* Task brief *
Set down the listing below verbatim, but only from its first line through the line containing "PR #367, opened 2022-02-04".

= = = =

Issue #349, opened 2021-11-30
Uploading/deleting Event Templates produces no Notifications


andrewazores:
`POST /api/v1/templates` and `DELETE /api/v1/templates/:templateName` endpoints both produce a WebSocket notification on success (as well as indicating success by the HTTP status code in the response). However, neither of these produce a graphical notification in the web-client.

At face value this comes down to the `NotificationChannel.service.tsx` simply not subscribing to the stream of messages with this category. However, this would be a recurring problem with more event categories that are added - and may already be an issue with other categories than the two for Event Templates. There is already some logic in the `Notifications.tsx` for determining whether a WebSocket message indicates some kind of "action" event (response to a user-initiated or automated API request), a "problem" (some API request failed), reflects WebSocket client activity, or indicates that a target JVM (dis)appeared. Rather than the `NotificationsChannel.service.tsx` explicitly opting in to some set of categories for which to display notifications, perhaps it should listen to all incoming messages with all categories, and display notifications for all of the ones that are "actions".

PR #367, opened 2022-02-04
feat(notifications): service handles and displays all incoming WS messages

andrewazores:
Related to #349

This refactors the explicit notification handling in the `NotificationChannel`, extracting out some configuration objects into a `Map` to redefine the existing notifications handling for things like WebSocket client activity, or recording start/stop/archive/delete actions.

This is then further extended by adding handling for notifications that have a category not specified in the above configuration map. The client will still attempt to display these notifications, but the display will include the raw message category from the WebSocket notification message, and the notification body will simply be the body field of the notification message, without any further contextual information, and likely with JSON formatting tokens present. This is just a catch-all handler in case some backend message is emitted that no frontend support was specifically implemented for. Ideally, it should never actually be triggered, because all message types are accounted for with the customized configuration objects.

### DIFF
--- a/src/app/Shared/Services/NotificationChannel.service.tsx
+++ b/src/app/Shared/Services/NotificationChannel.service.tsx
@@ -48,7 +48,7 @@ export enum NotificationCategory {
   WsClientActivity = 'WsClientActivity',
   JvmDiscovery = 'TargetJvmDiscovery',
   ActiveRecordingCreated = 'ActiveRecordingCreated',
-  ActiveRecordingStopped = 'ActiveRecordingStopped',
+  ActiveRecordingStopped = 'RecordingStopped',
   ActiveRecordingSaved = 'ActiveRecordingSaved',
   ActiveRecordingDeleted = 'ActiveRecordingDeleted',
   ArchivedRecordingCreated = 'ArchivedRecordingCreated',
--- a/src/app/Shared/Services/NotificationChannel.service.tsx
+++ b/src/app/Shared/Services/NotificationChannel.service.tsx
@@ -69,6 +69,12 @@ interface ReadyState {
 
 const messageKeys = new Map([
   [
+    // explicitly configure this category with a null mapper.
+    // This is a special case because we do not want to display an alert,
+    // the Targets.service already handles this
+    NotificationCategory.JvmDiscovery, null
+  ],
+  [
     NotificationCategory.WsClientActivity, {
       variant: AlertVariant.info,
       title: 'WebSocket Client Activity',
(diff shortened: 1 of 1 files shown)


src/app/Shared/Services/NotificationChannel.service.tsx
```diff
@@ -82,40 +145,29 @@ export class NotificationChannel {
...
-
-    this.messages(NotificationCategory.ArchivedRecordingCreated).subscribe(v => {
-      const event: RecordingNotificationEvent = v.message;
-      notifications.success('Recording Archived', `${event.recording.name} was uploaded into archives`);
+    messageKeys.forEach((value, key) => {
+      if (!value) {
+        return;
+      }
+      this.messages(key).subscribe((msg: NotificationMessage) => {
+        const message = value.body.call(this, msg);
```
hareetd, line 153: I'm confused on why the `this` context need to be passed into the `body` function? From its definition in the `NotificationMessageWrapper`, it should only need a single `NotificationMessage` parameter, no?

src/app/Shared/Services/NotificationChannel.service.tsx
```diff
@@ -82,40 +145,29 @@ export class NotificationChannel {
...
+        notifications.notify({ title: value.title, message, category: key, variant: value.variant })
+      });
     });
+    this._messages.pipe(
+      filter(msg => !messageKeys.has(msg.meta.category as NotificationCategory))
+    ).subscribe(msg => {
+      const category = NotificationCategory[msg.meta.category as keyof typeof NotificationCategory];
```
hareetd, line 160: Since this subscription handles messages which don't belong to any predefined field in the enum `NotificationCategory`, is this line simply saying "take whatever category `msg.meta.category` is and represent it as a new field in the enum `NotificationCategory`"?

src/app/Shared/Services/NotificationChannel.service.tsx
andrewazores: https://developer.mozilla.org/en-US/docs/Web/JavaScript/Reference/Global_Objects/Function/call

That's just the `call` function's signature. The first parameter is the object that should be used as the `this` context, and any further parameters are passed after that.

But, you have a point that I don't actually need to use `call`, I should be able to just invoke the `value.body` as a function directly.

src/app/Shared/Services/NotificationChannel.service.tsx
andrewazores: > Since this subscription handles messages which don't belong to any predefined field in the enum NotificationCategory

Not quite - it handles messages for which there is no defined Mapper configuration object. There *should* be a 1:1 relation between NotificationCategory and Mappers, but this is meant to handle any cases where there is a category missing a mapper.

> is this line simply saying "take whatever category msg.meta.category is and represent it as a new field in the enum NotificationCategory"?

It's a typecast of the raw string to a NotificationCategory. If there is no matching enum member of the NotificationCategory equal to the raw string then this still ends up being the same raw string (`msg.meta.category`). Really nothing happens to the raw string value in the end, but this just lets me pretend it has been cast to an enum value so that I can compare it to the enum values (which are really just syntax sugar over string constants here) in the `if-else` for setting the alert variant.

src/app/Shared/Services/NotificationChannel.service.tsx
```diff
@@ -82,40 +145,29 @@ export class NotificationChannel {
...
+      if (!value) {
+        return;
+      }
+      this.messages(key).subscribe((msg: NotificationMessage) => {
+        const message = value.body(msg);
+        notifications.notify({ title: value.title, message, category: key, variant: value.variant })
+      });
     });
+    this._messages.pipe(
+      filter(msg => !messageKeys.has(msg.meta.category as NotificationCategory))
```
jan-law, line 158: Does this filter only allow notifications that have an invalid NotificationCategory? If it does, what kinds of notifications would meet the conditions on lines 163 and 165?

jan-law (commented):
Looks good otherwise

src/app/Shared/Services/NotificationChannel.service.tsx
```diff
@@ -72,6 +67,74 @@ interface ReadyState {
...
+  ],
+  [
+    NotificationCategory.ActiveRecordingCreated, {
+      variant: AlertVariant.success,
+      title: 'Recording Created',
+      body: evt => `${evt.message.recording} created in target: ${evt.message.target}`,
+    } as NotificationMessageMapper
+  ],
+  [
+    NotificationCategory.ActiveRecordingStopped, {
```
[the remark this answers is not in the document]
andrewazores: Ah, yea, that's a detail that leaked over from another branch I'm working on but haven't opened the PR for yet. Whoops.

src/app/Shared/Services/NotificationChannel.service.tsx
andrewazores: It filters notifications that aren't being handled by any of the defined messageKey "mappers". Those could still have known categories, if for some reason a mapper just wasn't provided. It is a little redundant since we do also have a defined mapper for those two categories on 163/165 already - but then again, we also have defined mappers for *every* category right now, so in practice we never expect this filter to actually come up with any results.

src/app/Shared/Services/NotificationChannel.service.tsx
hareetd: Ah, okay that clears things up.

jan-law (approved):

= = = =

* Solution *
Issue #349, opened 2021-11-30
Uploading/deleting Event Templates produces no Notifications


andrewazores:
`POST /api/v1/templates` and `DELETE /api/v1/templates/:templateName` endpoints both produce a WebSocket notification on success (as well as indicating success by the HTTP status code in the response). However, neither of these produce a graphical notification in the web-client.

At face value this comes down to the `NotificationChannel.service.tsx` simply not subscribing to the stream of messages with this category. However, this would be a recurring problem with more event categories that are added - and may already be an issue with other categories than the two for Event Templates. There is already some logic in the `Notifications.tsx` for determining whether a WebSocket message indicates some kind of "action" event (response to a user-initiated or automated API request), a "problem" (some API request failed), reflects WebSocket client activity, or indicates that a target JVM (dis)appeared. Rather than the `NotificationsChannel.service.tsx` explicitly opting in to some set of categories for which to display notifications, perhaps it should listen to all incoming messages with all categories, and display notifications for all of the ones that are "actions".

PR #367, opened 2022-02-04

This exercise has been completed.